Long-term changes and marine statistics

One of the key objectives for developing coastDat was to derive a consistent and mostly homogeneous database for assessing marine weather statistics and long-term changes. Here, homogeneity refers to a data set which is free from effects caused by changes in instrumentation or measurement techniques. The latter is particularly important when long-term changes are considered. As an example, Figure 1 shows wind speed measurement obtained from two different data sources around the same place in the North Pacific. Both time series are expected to carry the same information. However, while one of the data set shows a long-term change in wind speed, the other does not. Obviously, at least one of the data sets is corrupted by changes in the way the observations have been made and is thus not homogeneous.

Figure 1: Annual mean wind speed anomalies in the North Pacific in the area of ocean weather ship P derived from the ICOADS data (light grey) and from measurements aboard ocean weather ship P (dark grey). Graph: Hereon/ Hans-Jörg Isemer

In coastDat techniques developed in atmospheric sciences are used to project the state of the coastal system as known from a finite set of imperfect, irregularly distributed observations onto a regular grid. Procedures are kept fixed over the periods for which the analyses are performed, making the gridded data as consistent and temporally homogeneous as possible.

Figure 2: Pressure derived storm indices for Northern Europe derived from observations (blue lines) and from the coastDat database (black lines). Graph: Hereon/ Oliver Krüger

Over the oceans, only a few homogeneous long-term data sets are available to demonstrate the homogeneity of the coastDat record.
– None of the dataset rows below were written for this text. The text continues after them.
PR #1975, opened 2022-09-22
#1974: fix various c++17 deprecations and compile errors

### LINKED ISSUE #1974: address C++17 deprecations
**What Needs to be Done?**

- [ ] Replace `std::is_pod` with `std::is_standard_layout && std::is_trivial`
- [ ] Remove `std::iterator`

nmm0:
Fixes #1974

### DIFF
--- a/src/vt/termination/interval/integral_set.h
+++ b/src/vt/termination/interval/integral_set.h
@@ -378,9 +378,7 @@ public:
   // using reference         = DomainT&;
 
   template <typename Impl>
-  struct IntervalSetIter :
-    std::iterator<std::bidirectional_iterator_tag, DomainT, DomainT>
-  {
+  struct IntervalSetIter {
     using Iter              = IntervalSetIter;
     using iterator_category = std::bidirectional_iterator_tag;
     using difference_type   = DomainT;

An example is shown in Figure 2 in which a proxy for storm activity in Northern Europe derived from pressure observations is compared with the same index derived from the coastDat database. While based on pressure observations, the index is considered to be mostly homogeneous as pressure measurements have hardly changed in the course of time and are less affected by small scale changes in the surrounding of the measurement site. Figure 2 illustrates that the qualitative features of long-term changes in storm activity are reasonably covered by the coastDat data, in particular the minimum storm activity around 1960, the subsequent increase until the mid-1990s, and the following decrease.

Figure 3: Near-surface marine wind speed at platform K13 in the southern North Sea derived from observations and from the coastDat database. Graph: Hereon/Ralf Weisse

Particular care was taken in analysing the extent to which extreme events are represented by coastDat. As the main emphasis was on reproducing observed weather statistics, individual events may or may not be reasonably reproduced in the coastDat database. Figure 3 illustrates an example for near-surface marine wind speed. While in general there is good agreement when coastDat wind speeds are compared with observations, some extreme events may be over- or underestimated (see events around 1 March) while others are reasonably reproduced (for example between 16 February and 1 March).

Figure 4: Return levels of extreme near-surface marine wind speeds at K13 in the southern North Sea derived from observations (red) and from the coastDat database (blue). Graph: Hereon/ Ralf Weisse

Moreover, Figure 4 displays results on extreme value statistics showing that the observed values are usually reproduced within error bounds. This suggests that coastDat is not necessarily a good database to investigate a given observed extreme event in more detail, but is generally more suited for studying the statistics of such events and their potential long-term changes.